BM Seer Unofficial thoughts from an anonymous Sun employee

2-chip SPEC CPU2006 Rate World Records: Sun SPARC Enterprise T5240

Thursday Apr 10, 2008

Sun has announced two-chip world record results for SPECint_rate2006 and SPECfp_rate2006. These results were run on the Sun SPARC Enterprise T5240 server which uses the UltraSPARC T2 Plus processor running at 1.4 GHz.

The Sun SPARC Enterprise T5240 server, powered by two UltraSPARC T2 Plus processors, delivered a World Record 2-chip "peak" result of 157 on the SPECint_rate2006 benchmark.
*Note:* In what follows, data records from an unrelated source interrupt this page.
PR #1044, opened 2022-06-23
Create new appointment for supplier assessment

kth13:

- When a supplier assessment appointment is rescheduled, a new appointment is created instead of updating the existing appointment
- When the new appointment is created, old appointments is replaced with the new appointment
- PerformanceReportProcessor now gets the appointment data directly from the database instead of supplier assessment

- The supplier assessment was not storing the appointments story when a appointment gets rescheduled, these changes are done to resolve the issue.

### DIFF
--- a/src/main/kotlin/uk/gov/justice/digital/hmpps/hmppsinterventionsservice/dto/SupplierAssessmentDTO.kt
+++ b/src/main/kotlin/uk/gov/justice/digital/hmpps/hmppsinterventionsservice/dto/SupplierAssessmentDTO.kt
@@ -13,7 +13,7 @@ data class SupplierAssessmentDTO(
     fun from(supplierAssessment: SupplierAssessment): SupplierAssessmentDTO {
       return SupplierAssessmentDTO(
         id = supplierAssessment.id,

The Sun SPARC Enterprise T5240 server, powered by two UltraSPARC T2 Plus processors, delivered a World Record 2-chip "base" result of 142 on the SPECint_rate_base2006 benchmark.

A 2-chip Sun SPARC Enterprise T5240 server, running the UltraSPARC T2 Plus processor at 1.4 GHz, beat the 2-chip IBM 4.7GHz POWER6 based p 570 by 29% on the SPECint_rate2006 benchmark.

The Sun SPARC Enterprise T5240 server delivers 1.9X the throughput performance of the Sun SPARC Enterprise T5220 server as measured by SPECint_rate2006 in the same amount of space.

The Sun SPARC Enterprise T5240 server, powered by two UltraSPARC T2 Plus processors, delivered a World Record 2-chip "peak" result of 119 on the SPECfp_rate2006 benchmark.

The Sun SPARC Enterprise T5240 server, powered by two UltraSPARC T2 Plus processors, delivered a World Record 2-chip "base" result of 111 on the SPECfp_rate_base2006 benchmark.

A 2-chip Sun SPARC Enterprise T5240 server, running the UltraSPARC T2 Plus processor at 1.4 GHz, beat the 2-chip IBM 4.7GHz POWER6 based p 570 by 3% on the SPECfp_rate2006 benchmark.

The Sun SPARC Enterprise T5240 server delivers 1.9X the throughput performance of the Sun SPARC Enterprise T5220 server as measured by SPECfp_rate2006 in the same amount of space.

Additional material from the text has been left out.